▶ YOUR INSTRUCTIONS
When the string "found" occurs in a line of the records, show that line.
[GIVEN ENTRIES — start]
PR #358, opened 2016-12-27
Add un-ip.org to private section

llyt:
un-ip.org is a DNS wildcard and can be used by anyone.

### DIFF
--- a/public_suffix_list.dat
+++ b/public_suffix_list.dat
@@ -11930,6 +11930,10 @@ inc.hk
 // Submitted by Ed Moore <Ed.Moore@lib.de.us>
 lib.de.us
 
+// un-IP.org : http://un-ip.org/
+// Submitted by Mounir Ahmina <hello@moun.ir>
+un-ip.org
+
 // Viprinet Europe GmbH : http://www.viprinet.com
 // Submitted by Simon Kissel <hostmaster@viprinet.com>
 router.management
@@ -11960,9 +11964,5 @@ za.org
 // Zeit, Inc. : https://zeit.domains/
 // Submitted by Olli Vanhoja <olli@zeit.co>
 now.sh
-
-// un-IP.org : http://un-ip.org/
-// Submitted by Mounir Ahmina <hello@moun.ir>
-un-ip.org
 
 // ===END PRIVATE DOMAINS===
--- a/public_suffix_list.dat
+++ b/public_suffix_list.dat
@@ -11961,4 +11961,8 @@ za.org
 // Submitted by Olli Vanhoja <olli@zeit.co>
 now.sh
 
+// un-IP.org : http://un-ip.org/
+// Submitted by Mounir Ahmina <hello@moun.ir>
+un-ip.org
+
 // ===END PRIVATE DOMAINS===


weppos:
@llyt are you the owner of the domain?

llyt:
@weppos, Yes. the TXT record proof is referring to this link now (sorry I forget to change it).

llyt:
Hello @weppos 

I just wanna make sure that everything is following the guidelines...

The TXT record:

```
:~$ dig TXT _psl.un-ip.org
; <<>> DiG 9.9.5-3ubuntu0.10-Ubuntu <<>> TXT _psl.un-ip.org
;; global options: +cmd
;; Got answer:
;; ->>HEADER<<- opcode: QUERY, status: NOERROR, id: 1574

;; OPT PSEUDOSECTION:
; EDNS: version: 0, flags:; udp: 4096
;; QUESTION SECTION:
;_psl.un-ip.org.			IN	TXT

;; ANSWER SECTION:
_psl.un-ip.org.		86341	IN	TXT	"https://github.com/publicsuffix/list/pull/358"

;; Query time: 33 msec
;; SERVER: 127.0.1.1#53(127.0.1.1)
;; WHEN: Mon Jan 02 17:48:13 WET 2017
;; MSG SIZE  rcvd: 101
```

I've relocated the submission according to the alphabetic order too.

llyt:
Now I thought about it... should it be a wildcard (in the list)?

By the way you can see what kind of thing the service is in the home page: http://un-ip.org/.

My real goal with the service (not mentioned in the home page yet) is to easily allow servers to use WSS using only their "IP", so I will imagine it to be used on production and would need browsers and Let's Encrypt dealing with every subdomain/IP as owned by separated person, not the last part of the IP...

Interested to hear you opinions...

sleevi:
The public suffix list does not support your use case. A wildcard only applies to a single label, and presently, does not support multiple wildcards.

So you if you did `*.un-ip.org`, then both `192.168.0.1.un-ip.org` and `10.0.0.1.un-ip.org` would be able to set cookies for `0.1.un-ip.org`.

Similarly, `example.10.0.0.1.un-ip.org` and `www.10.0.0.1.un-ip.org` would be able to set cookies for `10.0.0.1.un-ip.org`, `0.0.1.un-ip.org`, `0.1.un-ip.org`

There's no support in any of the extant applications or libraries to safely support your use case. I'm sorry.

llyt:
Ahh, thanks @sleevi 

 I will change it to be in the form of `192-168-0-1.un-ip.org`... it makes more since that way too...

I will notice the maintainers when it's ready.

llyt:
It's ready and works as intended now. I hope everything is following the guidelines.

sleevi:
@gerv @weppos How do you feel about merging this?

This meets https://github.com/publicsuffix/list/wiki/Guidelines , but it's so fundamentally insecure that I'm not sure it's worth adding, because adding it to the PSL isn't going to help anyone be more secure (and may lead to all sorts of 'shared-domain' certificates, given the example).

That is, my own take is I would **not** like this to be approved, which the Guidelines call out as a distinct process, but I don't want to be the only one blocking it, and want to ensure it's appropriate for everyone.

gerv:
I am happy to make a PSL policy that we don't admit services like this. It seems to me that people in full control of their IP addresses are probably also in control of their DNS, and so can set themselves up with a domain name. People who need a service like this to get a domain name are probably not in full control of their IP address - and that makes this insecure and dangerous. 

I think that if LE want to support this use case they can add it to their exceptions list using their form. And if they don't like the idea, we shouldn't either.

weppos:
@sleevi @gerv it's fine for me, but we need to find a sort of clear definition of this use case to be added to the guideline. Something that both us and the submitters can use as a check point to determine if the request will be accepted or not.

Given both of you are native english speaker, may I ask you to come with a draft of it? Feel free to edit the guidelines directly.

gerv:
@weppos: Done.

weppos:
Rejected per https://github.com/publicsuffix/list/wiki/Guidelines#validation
[GIVEN ENTRIES — finish]
[GIVEN ENTRIES — start]
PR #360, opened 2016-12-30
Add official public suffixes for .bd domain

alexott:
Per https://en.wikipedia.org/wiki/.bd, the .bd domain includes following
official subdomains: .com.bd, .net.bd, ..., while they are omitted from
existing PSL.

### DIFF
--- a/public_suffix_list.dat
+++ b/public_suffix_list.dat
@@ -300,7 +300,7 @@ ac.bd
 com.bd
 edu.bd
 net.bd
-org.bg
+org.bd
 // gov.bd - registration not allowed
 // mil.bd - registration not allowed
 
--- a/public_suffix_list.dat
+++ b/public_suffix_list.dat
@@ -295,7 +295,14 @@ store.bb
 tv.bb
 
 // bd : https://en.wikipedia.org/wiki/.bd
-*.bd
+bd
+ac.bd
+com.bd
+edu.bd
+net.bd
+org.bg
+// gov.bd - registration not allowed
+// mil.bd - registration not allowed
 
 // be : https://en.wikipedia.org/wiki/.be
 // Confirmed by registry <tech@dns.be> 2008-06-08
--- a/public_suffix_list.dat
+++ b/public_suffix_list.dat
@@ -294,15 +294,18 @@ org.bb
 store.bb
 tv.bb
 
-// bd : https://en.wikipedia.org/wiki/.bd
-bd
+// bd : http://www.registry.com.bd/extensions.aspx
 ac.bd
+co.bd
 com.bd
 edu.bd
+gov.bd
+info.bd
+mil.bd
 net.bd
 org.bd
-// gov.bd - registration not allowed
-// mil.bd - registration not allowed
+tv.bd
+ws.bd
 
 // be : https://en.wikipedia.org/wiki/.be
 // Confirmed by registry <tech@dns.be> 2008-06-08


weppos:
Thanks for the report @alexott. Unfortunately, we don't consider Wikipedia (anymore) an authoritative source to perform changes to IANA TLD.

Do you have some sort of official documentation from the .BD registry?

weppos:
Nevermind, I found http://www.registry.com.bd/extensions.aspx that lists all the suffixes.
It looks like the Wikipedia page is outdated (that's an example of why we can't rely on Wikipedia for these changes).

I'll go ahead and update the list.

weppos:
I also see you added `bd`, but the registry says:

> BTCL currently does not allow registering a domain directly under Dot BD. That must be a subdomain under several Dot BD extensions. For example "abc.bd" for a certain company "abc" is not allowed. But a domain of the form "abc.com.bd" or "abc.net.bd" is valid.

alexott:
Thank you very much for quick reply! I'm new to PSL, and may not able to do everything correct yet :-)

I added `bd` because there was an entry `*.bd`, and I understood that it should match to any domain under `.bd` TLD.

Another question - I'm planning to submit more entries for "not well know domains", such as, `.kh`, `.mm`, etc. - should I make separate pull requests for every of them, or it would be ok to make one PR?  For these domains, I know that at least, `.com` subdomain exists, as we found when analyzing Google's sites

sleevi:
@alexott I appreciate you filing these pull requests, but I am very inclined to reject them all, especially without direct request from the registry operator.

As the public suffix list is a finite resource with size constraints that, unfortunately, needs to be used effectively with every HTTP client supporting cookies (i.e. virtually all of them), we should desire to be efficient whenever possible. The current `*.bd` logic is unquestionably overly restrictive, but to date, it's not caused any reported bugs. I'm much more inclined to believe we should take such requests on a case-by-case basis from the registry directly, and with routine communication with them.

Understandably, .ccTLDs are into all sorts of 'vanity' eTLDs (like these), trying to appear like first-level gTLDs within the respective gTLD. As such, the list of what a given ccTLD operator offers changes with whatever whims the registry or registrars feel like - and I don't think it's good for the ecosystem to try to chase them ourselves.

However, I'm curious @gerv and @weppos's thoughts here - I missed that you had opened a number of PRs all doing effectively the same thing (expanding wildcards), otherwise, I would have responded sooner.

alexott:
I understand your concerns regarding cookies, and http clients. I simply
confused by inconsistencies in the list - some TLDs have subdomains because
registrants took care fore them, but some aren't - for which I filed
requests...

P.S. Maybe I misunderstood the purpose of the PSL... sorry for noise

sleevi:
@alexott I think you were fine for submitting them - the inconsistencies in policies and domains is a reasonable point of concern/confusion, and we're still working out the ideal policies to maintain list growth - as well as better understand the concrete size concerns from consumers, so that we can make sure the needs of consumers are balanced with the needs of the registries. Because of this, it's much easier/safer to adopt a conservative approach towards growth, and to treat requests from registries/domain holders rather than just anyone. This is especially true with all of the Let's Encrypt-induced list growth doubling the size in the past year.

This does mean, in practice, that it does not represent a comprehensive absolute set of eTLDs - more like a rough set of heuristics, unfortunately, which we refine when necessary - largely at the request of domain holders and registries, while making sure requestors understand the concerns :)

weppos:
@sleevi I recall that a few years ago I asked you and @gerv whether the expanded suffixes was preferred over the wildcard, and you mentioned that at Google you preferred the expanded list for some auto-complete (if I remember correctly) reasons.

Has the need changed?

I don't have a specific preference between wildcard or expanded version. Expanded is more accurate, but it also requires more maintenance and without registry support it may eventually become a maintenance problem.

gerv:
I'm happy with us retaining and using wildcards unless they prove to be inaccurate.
[GIVEN ENTRIES — finish]
▶ SOLUTION FOR THIS PROBLEM
Nevermind, I found http://www.registry.com.bd/extensions.aspx that lists all the suffixes.
Another question - I'm planning to submit more entries for "not well know domains", such as, `.kh`, `.mm`, etc. - should I make separate pull requests for every of them, or it would be ok to make one PR?  For these domains, I know that at least, `.com` subdomain exists, as we found when analyzing Google's sites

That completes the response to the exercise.